Task details: Every line below that holds "hardhat" must be copied.

Supplied material:

● ● ● ● ●

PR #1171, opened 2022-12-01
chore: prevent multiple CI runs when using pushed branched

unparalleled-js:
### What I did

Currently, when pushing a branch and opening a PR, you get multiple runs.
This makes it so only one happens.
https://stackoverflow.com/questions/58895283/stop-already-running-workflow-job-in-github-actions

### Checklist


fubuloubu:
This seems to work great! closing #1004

● ● ● ● ●

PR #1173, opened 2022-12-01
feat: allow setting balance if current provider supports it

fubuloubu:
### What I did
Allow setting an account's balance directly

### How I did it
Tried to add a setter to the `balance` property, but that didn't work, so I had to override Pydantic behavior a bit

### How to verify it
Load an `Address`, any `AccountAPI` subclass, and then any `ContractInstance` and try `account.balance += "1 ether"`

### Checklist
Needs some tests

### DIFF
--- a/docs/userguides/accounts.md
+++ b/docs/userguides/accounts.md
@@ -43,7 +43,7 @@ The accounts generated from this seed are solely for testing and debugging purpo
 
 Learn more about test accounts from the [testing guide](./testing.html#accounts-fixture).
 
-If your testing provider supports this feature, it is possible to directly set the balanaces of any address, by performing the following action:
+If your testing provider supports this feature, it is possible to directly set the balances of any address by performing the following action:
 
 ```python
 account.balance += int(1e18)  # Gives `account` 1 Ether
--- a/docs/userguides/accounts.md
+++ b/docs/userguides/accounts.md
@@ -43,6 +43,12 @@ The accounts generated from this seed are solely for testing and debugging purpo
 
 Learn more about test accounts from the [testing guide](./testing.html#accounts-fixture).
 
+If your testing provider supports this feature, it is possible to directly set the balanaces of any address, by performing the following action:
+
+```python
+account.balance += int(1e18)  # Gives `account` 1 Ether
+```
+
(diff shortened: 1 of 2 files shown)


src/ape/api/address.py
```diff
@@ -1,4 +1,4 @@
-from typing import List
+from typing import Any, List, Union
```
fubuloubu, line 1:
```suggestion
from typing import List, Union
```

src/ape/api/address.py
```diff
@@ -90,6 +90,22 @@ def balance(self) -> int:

● ● ● ● ●

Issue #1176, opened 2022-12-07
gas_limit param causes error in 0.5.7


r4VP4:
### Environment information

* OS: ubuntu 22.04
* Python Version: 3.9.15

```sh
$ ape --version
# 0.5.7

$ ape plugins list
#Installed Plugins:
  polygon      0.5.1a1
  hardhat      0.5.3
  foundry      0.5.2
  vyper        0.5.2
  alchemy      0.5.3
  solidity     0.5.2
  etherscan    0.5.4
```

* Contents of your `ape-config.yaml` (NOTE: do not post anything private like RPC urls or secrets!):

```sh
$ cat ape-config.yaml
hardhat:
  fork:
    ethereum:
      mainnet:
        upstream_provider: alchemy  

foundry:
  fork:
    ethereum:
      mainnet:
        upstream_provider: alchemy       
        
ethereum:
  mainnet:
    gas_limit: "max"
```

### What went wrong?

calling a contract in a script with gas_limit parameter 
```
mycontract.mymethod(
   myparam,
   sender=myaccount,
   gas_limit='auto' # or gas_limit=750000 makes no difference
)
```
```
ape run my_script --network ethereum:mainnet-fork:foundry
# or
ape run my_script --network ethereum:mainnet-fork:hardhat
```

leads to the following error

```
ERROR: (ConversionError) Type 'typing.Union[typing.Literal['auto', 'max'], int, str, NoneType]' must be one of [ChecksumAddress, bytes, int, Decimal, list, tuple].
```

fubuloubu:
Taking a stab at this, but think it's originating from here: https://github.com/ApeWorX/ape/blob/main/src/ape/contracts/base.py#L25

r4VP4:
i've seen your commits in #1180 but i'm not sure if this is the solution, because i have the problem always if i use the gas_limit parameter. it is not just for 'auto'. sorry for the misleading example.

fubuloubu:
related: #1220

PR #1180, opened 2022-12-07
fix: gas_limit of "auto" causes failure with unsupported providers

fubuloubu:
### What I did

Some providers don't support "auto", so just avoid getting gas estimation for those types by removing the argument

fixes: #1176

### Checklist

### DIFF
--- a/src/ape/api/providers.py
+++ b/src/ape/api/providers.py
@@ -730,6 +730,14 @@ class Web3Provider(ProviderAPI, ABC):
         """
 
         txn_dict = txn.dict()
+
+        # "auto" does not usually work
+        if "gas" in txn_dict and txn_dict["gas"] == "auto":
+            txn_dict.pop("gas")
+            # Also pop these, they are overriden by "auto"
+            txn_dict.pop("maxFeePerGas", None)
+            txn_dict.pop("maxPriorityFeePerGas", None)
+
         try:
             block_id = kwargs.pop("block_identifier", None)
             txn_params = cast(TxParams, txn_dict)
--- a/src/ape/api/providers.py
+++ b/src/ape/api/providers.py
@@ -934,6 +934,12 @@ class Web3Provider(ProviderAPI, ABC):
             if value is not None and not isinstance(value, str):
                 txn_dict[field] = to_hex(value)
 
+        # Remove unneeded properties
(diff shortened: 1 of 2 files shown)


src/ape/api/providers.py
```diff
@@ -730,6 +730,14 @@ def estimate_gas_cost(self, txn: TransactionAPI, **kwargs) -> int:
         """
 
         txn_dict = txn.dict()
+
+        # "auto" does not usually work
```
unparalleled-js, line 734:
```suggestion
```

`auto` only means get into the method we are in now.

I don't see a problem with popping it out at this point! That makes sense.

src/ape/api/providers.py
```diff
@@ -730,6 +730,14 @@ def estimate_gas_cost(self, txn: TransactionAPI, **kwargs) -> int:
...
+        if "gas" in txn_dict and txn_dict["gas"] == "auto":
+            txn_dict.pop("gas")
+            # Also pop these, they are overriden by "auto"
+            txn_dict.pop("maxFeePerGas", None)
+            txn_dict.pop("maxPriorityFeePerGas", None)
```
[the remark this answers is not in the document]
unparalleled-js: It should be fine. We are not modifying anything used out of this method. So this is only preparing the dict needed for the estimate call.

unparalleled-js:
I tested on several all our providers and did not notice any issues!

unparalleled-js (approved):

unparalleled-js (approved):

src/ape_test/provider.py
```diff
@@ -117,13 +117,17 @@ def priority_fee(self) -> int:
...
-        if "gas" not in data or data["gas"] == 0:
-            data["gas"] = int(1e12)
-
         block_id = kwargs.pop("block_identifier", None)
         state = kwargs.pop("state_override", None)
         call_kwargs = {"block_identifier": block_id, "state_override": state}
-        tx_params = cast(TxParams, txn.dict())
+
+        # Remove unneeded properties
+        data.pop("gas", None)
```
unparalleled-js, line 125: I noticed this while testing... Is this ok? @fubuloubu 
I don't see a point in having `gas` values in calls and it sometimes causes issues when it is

● ● ● ● ●

Output of the task:
  hardhat      0.5.3
hardhat:
ape run my_script --network ethereum:mainnet-fork:hardhat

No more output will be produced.